*** Begin section ***

PR #3177, opened 2025-08-04
Merge sarif files

### LINKED ISSUE #3175: Sarif file update
Image

GitHub no longer support multiple sarif files.

My first guess here would be to merge the current SARIF files into one.

nojaf:
Fixes #3175

### DIFF
--- a/sarif.fsx
+++ b/sarif.fsx
@@ -1,0 +1,176 @@
+module Sarif
+
+open System
+open System.IO
+open System.Text.Json
+open System.Text.Json.Serialization
+open System.Threading.Tasks
+
+[<CLIMutable>]
+type Text =
+    { [<field: JsonPropertyName("text")>]
+      text: string }
+
+[<CLIMutable>]
+type Region =
+    { [<field: JsonPropertyName("startLine")>]
+      startLine: int
+      [<field: JsonPropertyName("startColumn")>]
+      startColumn: int
+      [<field: JsonPropertyName("endLine")>]
+      endLine: int
+      [<field: JsonPropertyName("endColumn")>]
+      endColumn: int }
+
+[<CLIMutable>]
+type ArtifactLocation =
+    { [<field: JsonPropertyName("uri")>]
+      uri: string }
+
+[<CLIMutable>]
+type PhysicalLocation =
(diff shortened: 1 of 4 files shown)


nojaf:
@TheAngryByrd maybe "a version" of this merging process should be available somewhere in the analyzer SDK? Perhaps a sub command in the cli tool, I don't quite know where but this would be useful.

Alternatively, if the cli tool accepts multiple fsprojs and only creates a single output file the problem is solved as well.

TheAngryByrd:
Yeah I was going to suggest adding this to analyzers cli. —merge-sarif with a list/glob would be fine enough.

Numpsy:
As an aside, how close is all that Sarif merger code to being able to write the sarif files to begin with, so it's all self contained rather than using Sarif.Sdk?
Asking because I once borrowed a bunch of the Sarif code from the Analyzers SDK to do https://github.com/fsprojects/FSharpLint/pull/702 and I wonder if a completed version of that might find the merge code useful as well.

nojaf:
@Numpsy yes, there probably is some sarif synergy possible.
Though, I'm leaning a bit more towards the analyzers cli being able to accept multiple projects. That might be the more interesting fix for this problem.

sarif.fsx
```diff
@@ -0,0 +1,295 @@
...
+                    results.AddRange(run.results)
+
+                    match run.tool.driver.rules with
+                    | None -> ()
+                    | Some rulesList -> rules.AddRange(rulesList)
+
+
+            let combined: SarifLog =
+                {
+                  // I don't know why firstSarif.schema is null
```
dawedawe, line 274: Maybe something with the `$` 🤷‍♂️ 
But good enough.

dawedawe (approved):

sarif.fsx
nojaf: Looks fine now.

Numpsy:
> Though, I'm leaning a bit more towards the analyzers cli being able to accept multiple projects. That might be the more interesting fix for this problem.

Actually I think the current versions of FSharpLint can be pointed at a single solution or solution filter and will then just generate a single report containing all the projects in the solution (though that will always do everything, you can't do a whole solution and exclude one project)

*** End section ***

Word for word, restate the entries that appear above.

PR #3177, opened 2025-08-04
Merge sarif files

### LINKED ISSUE #3175: Sarif file update
Image

GitHub no longer support multiple sarif files.

My first guess here would be to merge the current SARIF files into one.

nojaf:
Fixes #3175

### DIFF
--- a/sarif.fsx
+++ b/sarif.fsx
@@ -1,0 +1,176 @@
+module Sarif
+
+open System
+open System.IO
+open System.Text.Json
+open System.Text.Json.Serialization
+open System.Threading.Tasks
+
+[<CLIMutable>]
+type Text =
+    { [<field: JsonPropertyName("text")>]
+      text: string }
+
+[<CLIMutable>]
+type Region =
+    { [<field: JsonPropertyName("startLine")>]
+      startLine: int
+      [<field: JsonPropertyName("startColumn")>]
+      startColumn: int
+      [<field: JsonPropertyName("endLine")>]
+      endLine: int
+      [<field: JsonPropertyName("endColumn")>]
+      endColumn: int }
+
+[<CLIMutable>]
+type ArtifactLocation =
+    { [<field: JsonPropertyName("uri")>]
+      uri: string }
+
+[<CLIMutable>]
+type PhysicalLocation =
(diff shortened: 1 of 4 files shown)


nojaf:
@TheAngryByrd maybe "a version" of this merging process should be available somewhere in the analyzer SDK? Perhaps a sub command in the cli tool, I don't quite know where but this would be useful.

Alternatively, if the cli tool accepts multiple fsprojs and only creates a single output file the problem is solved as well.

TheAngryByrd:
Yeah I was going to suggest adding this to analyzers cli. —merge-sarif with a list/glob would be fine enough.

Numpsy:
As an aside, how close is all that Sarif merger code to being able to write the sarif files to begin with, so it's all self contained rather than using Sarif.Sdk?
Asking because I once borrowed a bunch of the Sarif code from the Analyzers SDK to do https://github.com/fsprojects/FSharpLint/pull/702 and I wonder if a completed version of that might find the merge code useful as well.

nojaf:
@Numpsy yes, there probably is some sarif synergy possible.
Though, I'm leaning a bit more towards the analyzers cli being able to accept multiple projects. That might be the more interesting fix for this problem.

sarif.fsx
```diff
@@ -0,0 +1,295 @@
...
+                    results.AddRange(run.results)
+
+                    match run.tool.driver.rules with
+                    | None -> ()
+                    | Some rulesList -> rules.AddRange(rulesList)
+
+
+            let combined: SarifLog =
+                {
+                  // I don't know why firstSarif.schema is null
```
dawedawe, line 274: Maybe something with the `$` 🤷‍♂️ 
But good enough.

dawedawe (approved):

sarif.fsx
nojaf: Looks fine now.

Numpsy:
> Though, I'm leaning a bit more towards the analyzers cli being able to accept multiple projects. That might be the more interesting fix for this problem.

Actually I think the current versions of FSharpLint can be pointed at a single solution or solution filter and will then just generate a single report containing all the projects in the solution (though that will always do everything, you can't do a whole solution and exclude one project)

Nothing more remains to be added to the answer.